:: Listed records

PR #31, opened 2021-11-08
Add fraud proof VM & program writeup

karlfloersch:
**Description**
Adds an updated description of the fraud proof VM and the program which is run inside of the fraud proof VM during a fraud proof.

Credit to @ben-chain for the sub-process concept - it does make conceptualizing the fraud proof much cleaner.

### DIFF
--- a/components/fraud-proof-vm/fraud_proof_program.md
+++ b/components/fraud-proof-vm/fraud_proof_program.md
@@ -1,0 +1,43 @@
+# Fraud Proof Program
+
+The fraud proof program is the specific program which is run on a [fraud proof VM](./fraud_proof_vm.md) during a dispute. This program is designed to evaluate any subset of the Optimistic Ethereum chain.
+
+## Initialization
+
+The OE fraud proof program is used to weed out invalid block hash assertions in the `Block Hash Oracle`. The fraud proof program is initialized using values which are recorded at the time of block hash assertions. This is all handled within the `AssertionManager` contract.
+
+Every time an L2 block hash is asserted using the `AssertionManager`, the following information is hashed together and recorded:
+
+- Latest L1 block hash at the time of assertion.
+- Asserted next L2 block hash.
+- The previous assertion this assertion builds upon.
+- Epoch number of the L2 block hash.
+
+The fraud proof program takes in as input the hash of all these values.
+
+## Execution
+
+The fraud proof program is designed to execute the full state transition between any two epochs. The epochs used for a dispute are the previous assertion epoch & the new assertion epoch number in the `AssertionManager`. The fraud proof program will execute the state transition between these epochs and determine the final epoch block hash (ie. the one valid assertion). If the asserted L2 block hash is deemed incorrect over the course of a dispute game, the `AssertionManager` will delete the invalid assertion and forfeit the asserter's bond.
+
+In practice, the fraud proof program is broken up into two separate processes:
+
+1. Block generation
+2. Block processing
+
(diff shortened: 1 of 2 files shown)


norswap:
test

norswap:
test2

components/fraud-proof-vm/fraud_proof_vm.md
```diff
@@ -0,0 +1,50 @@
...
+1. Program execution can be split up into deterministic state transitions.
+2. Each state transition can be evaluated on-chain with less than or equal to a constant size gas allocation (eg. 10 million L1 gas).
+3. The FPVM must be executable off-chain in such a way that state checkpoints (ie. merklized commitments to the VM state) can be generated.
+
+## Usage
+
+### Initialization
+
+The fraud proof VM is initialized with:
+1. an executable binary; and
```
norswap, line 17: This is the fraud proof program, link to fraud_proof_program.md

components/fraud-proof-vm/fraud_proof_vm.md
```diff
@@ -0,0 +1,50 @@
...
+2. an initialization hash for the preimage oracle.
```
norswap, line 18: What exactly is this hash? I suspect it is the last L1 block hash against which all proofs must be proven?

components/fraud-proof-vm/fraud_proof_vm.md
```diff
@@ -0,0 +1,50 @@
...
+
+```python
+def get_preimage(hash: bytes) -> bytes:
+    # The preimage is looked up from a local database held by the fraud prover
+    preimage = fetch_preimage(hash)
+    assert keccak256(preimage) == hash
+    return preimage
+```
+
+The preimage oracle must be populated with all `hash->preimage` mappings before they are queried by the FPVM. These preimages are committed to in the initialization hash which is supplied as one of the two inputs to the FPVM. During the course of execution, the FPVM must **never** request a preimage which is unavailable as that would result in the FPVM being indeterminate. In this way, a valid executable binary must account for the structure of the initialization hash and only query available preimages.
```
norswap, line 33: > must never request a preimage that is unavailable

Nevertheless, this could happen due to user actions. What happens then? --> This probably depends on the context in which the FPVM is run!

norswap: Also, I think it's good to be a bit more precise for "are committed to in the initialization hash" (btw,extra "in". Could be good to say that all hash->preimage mapping must be proven against the initialization hash using a sequence of Merkle proofs. Probably good to link to a document that explains this, preferrably with some examples.

components/fraud-proof-vm/fraud_proof_program.md
```diff
@@ -0,0 +1,43 @@
...
+
+The fraud proof program is designed to execute the full state transition between any two epochs. The epochs used for a dispute are the previous assertion epoch & the new assertion epoch number in the `AssertionManager`. The fraud proof program will execute the state transition between these epochs and determine the final epoch block hash (ie. the one valid assertion). If the asserted L2 block hash is deemed incorrect over the course of a dispute game, the `AssertionManager` will delete the invalid assertion and forfeit the asserter's bond.
+
+In practice, the fraud proof program is broken up into two separate processes:
+
+1. Block generation
+2. Block processing
+
+We split the program into these two distinct parts to isolate the complexity of block processing. This way if there is an error which causes a single block to fail (see [this discussion](https://github.com/ethereum-optimism/optimistic-specs/discussions/22) for details), it does not break the entire assertion game. While the block processing may fail, it is critically important that the block generation process never fails.
+
```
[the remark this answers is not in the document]
karlfloersch: Ah so if calculating the block fails, we throw away the block. However even if we throw away an individual block, the rest of the blocks still remain

norswap:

::::

> _What this task involves_
All of the material is to be copied word for word.

> _Answer box_
PR #31, opened 2021-11-08
Add fraud proof VM & program writeup

karlfloersch:
**Description**
Adds an updated description of the fraud proof VM and the program which is run inside of the fraud proof VM during a fraud proof.

Credit to @ben-chain for the sub-process concept - it does make conceptualizing the fraud proof much cleaner.

### DIFF
--- a/components/fraud-proof-vm/fraud_proof_program.md
+++ b/components/fraud-proof-vm/fraud_proof_program.md
@@ -1,0 +1,43 @@
+# Fraud Proof Program
+
+The fraud proof program is the specific program which is run on a [fraud proof VM](./fraud_proof_vm.md) during a dispute. This program is designed to evaluate any subset of the Optimistic Ethereum chain.
+
+## Initialization
+
+The OE fraud proof program is used to weed out invalid block hash assertions in the `Block Hash Oracle`. The fraud proof program is initialized using values which are recorded at the time of block hash assertions. This is all handled within the `AssertionManager` contract.
+
+Every time an L2 block hash is asserted using the `AssertionManager`, the following information is hashed together and recorded:
+
+- Latest L1 block hash at the time of assertion.
+- Asserted next L2 block hash.
+- The previous assertion this assertion builds upon.
+- Epoch number of the L2 block hash.
+
+The fraud proof program takes in as input the hash of all these values.
+
+## Execution
+
+The fraud proof program is designed to execute the full state transition between any two epochs. The epochs used for a dispute are the previous assertion epoch & the new assertion epoch number in the `AssertionManager`. The fraud proof program will execute the state transition between these epochs and determine the final epoch block hash (ie. the one valid assertion). If the asserted L2 block hash is deemed incorrect over the course of a dispute game, the `AssertionManager` will delete the invalid assertion and forfeit the asserter's bond.
+
+In practice, the fraud proof program is broken up into two separate processes:
+
+1. Block generation
+2. Block processing
+
(diff shortened: 1 of 2 files shown)


norswap:
test

norswap:
test2

components/fraud-proof-vm/fraud_proof_vm.md
```diff
@@ -0,0 +1,50 @@
...
+1. Program execution can be split up into deterministic state transitions.
+2. Each state transition can be evaluated on-chain with less than or equal to a constant size gas allocation (eg. 10 million L1 gas).
+3. The FPVM must be executable off-chain in such a way that state checkpoints (ie. merklized commitments to the VM state) can be generated.
+
+## Usage
+
+### Initialization
+
+The fraud proof VM is initialized with:
+1. an executable binary; and
```
norswap, line 17: This is the fraud proof program, link to fraud_proof_program.md

components/fraud-proof-vm/fraud_proof_vm.md
```diff
@@ -0,0 +1,50 @@
...
+2. an initialization hash for the preimage oracle.
```
norswap, line 18: What exactly is this hash? I suspect it is the last L1 block hash against which all proofs must be proven?

components/fraud-proof-vm/fraud_proof_vm.md
```diff
@@ -0,0 +1,50 @@
...
+
+```python
+def get_preimage(hash: bytes) -> bytes:
+    # The preimage is looked up from a local database held by the fraud prover
+    preimage = fetch_preimage(hash)
+    assert keccak256(preimage) == hash
+    return preimage
+```
+
+The preimage oracle must be populated with all `hash->preimage` mappings before they are queried by the FPVM. These preimages are committed to in the initialization hash which is supplied as one of the two inputs to the FPVM. During the course of execution, the FPVM must **never** request a preimage which is unavailable as that would result in the FPVM being indeterminate. In this way, a valid executable binary must account for the structure of the initialization hash and only query available preimages.
```
norswap, line 33: > must never request a preimage that is unavailable

Nevertheless, this could happen due to user actions. What happens then? --> This probably depends on the context in which the FPVM is run!

norswap: Also, I think it's good to be a bit more precise for "are committed to in the initialization hash" (btw,extra "in". Could be good to say that all hash->preimage mapping must be proven against the initialization hash using a sequence of Merkle proofs. Probably good to link to a document that explains this, preferrably with some examples.

components/fraud-proof-vm/fraud_proof_program.md
```diff
@@ -0,0 +1,43 @@
...
+
+The fraud proof program is designed to execute the full state transition between any two epochs. The epochs used for a dispute are the previous assertion epoch & the new assertion epoch number in the `AssertionManager`. The fraud proof program will execute the state transition between these epochs and determine the final epoch block hash (ie. the one valid assertion). If the asserted L2 block hash is deemed incorrect over the course of a dispute game, the `AssertionManager` will delete the invalid assertion and forfeit the asserter's bond.
+
+In practice, the fraud proof program is broken up into two separate processes:
+
+1. Block generation
+2. Block processing
+
+We split the program into these two distinct parts to isolate the complexity of block processing. This way if there is an error which causes a single block to fail (see [this discussion](https://github.com/ethereum-optimism/optimistic-specs/discussions/22) for details), it does not break the entire assertion game. While the block processing may fail, it is critically important that the block generation process never fails.
+
```
[the remark this answers is not in the document]
karlfloersch: Ah so if calculating the block fails, we throw away the block. However even if we throw away an individual block, the rest of the blocks still remain

norswap:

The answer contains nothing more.